** Your assignment **
Copy whichever lines of the data hold the word "steplib".

Stored items
------------------------------------------------------------------------

PR #368, opened 2022-10-04
Add workflows to automate version increases

gersonnoboa:
There's more info in each commit, but TL:DR there was work required in the Gradle scripts to have the jobs run correctly, and then some work in Bitrise was added so that both project version increase and Core SDK version increase are automated.

As always, copying bitrise.yml into our repository brings a plethora of unwanted changes, but I cannot do anything about it.

### DIFF
--- a/bitrise.yml
+++ b/bitrise.yml
@@ -1,6 +1,6 @@
 ---
 format_version: '8'
-default_step_lib_source: 'https://github.com/bitrise-io/bitrise-steplib.git'
+default_step_lib_source: https://github.com/bitrise-io/bitrise-steplib.git
 project_type: android
 workflows:
   browserstack_upload:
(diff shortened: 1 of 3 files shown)


bitrise.yml
```diff
@@ -35,57 +35,103 @@ workflows:
...
-            /usr/lib/jvm/java-11-openjdk-amd64/bin/java
-
+        - content: |-
+            sudo update-alternatives --set javac /usr/lib/jvm/java-11-openjdk-amd64/bin/javac
+            sudo update-alternatives --set java /usr/lib/jvm/java-11-openjdk-amd64/bin/java
             export JAVA_HOME='/usr/lib/jvm/java-11-openjdk-amd64'
-
-            envman add --key JAVA_HOME --value
-            '/usr/lib/jvm/java-11-openjdk-amd64'
+            envman add --key JAVA_HOME --value '/usr/lib/jvm/java-11-openjdk-amd64'
```
gugalo, line 42: I wonder why this script is needed. Seems like a fix. But I guess this was not introduced by recent changes

gugalo (approved):

bitrise.yml
gersonnoboa: I have no idea indeed, seems weird because android-sdk doesn't have anything similar but it works so I didn't want to touch anything.

gersonnoboa:
!merge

------------------------------------------------------------------------

** Answer **
-default_step_lib_source: 'https://github.com/bitrise-io/bitrise-steplib.git'
+default_step_lib_source: https://github.com/bitrise-io/bitrise-steplib.git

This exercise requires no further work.